Author Response: We have adjusted brightness/contrast of the EMSAs in Figure 4 to allow for better visualization of band shifts. Additionally, a discussion of the specificity of Dbp5-nucleic acid binding and the observed tRNA binding has been added (lines 313-322)

Reviewer #1 (Public Review):

“With the exception of the binding studies, which also employ a mixture of yeast tRNAs, this study relies primarily on a single tRNA species to come to the conclusions drawn. Many other studies have used multiple tRNAs to explore whether pathways characterized are generalizable to other tRNAs.“

Author Response: We have added additional tRNA targets for FISH/Northerns in Supplement 1C/D/E/F)

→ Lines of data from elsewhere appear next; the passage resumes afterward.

PR #150, opened 2025-08-28
feat: faster Merkle tree construction, more max nodes, handle edge cases

### LINKED ISSUE #148: Use `EMPTY_ROOTS` in `MerkleTree::new()`
The pre-calculated roots of empty sub-trees in `EMPTY_ROOTS` can be used to speed up creation of the Merkle tree by up to a factor of 2.

This has limited impact as long as we choose `TOTAL_SHREDS` as a power of two, because the most Merkle tree calculations we do are for the Merkle root of each slice.

qkniep:
Handles some open tasks in the `crypto::merkle` module. Some out-of-bounds accesses have assertions now. Also increased max number of leaves from 2^24 to 2^32, providing the efficient function used to calculate those.

Maybe most important, we now use the pre-calculated `EMPTY_ROOTS` to speed up the constructor (up to a factor of two if the second half of the tree is almost empty).

Closes #148.

### DIFF
--- a/src/crypto/merkle.rs
+++ b/src/crypto/merkle.rs
@@ -217,6 +217,8 @@ fn hash_pair(left: Hash, right: Hash) -> Hash {
 
 #[cfg(test)]
 mod tests {
+    use rand::prelude::*;
+
     use super::*;
 
     #[test]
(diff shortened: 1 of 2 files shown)


src/crypto/merkle.rs
```diff
@@ -63,55 +83,78 @@ const EMPTY_ROOTS: [Hash; 24] = [
...
             let leaf_hash = hash_leaf(leaf);
             nodes.push(leaf_hash);
         }
-
-        // PERF: use `EMPTY_ROOTS` to get rid of these explicit empty leaves
-        let empty_leaf_hash = hash_leaf(&[]);
-        while !nodes.len().is_power_of_two() {
-            nodes.push(empty_leaf_hash);
-        }
+        levels.push((0, nodes.len() as u32));
```
akhi3030, line 128: I highly doubt it'll ever happen but if there is an overflow, we will get weird behaviour.  


```suggestion
        levels.push((0, nodes.len().try_into().unwrap()));
```

akhi3030 (approved):

PR #156, opened 2025-08-29
wip: use `IpAddr` instead of strings for addresses

akhi3030:
incomplete.


akhi3030:
this of course doesn't make any sense.  We need the port number too so we need to use `SocketAddr`.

Reviewer #2 (Public Review):

“There are some pieces of data that are misinterpreted. (Figure 1A and B look the same; in Fig 1E, the DAPI staining is abnormal; in Fig 4 the bands can't be seen.)”

Author Response: Thank you for your constructive feedback. We have replaced FISH images to improve DAPI staining (Figure 1E), adjusted EMSAs to allow for better visualization of band shifts. (Figure 4), improved Northern Blots for quality (Figure 3C), and rearranged Figure 1A/B for readability. We maintain that the results from Figure 1A/B are not misinterpreted but agree that the readability of the figure was poor and have adjusted labels/formatting accordingly. The results of these experiments show that the deletion of Los1 does not alter Dbp5 localization and conversely loss of Dbp5 does not alter Los1 localization. As such the localization patterns under loss-of-function conditions look the same as wild-type for each protein respectively.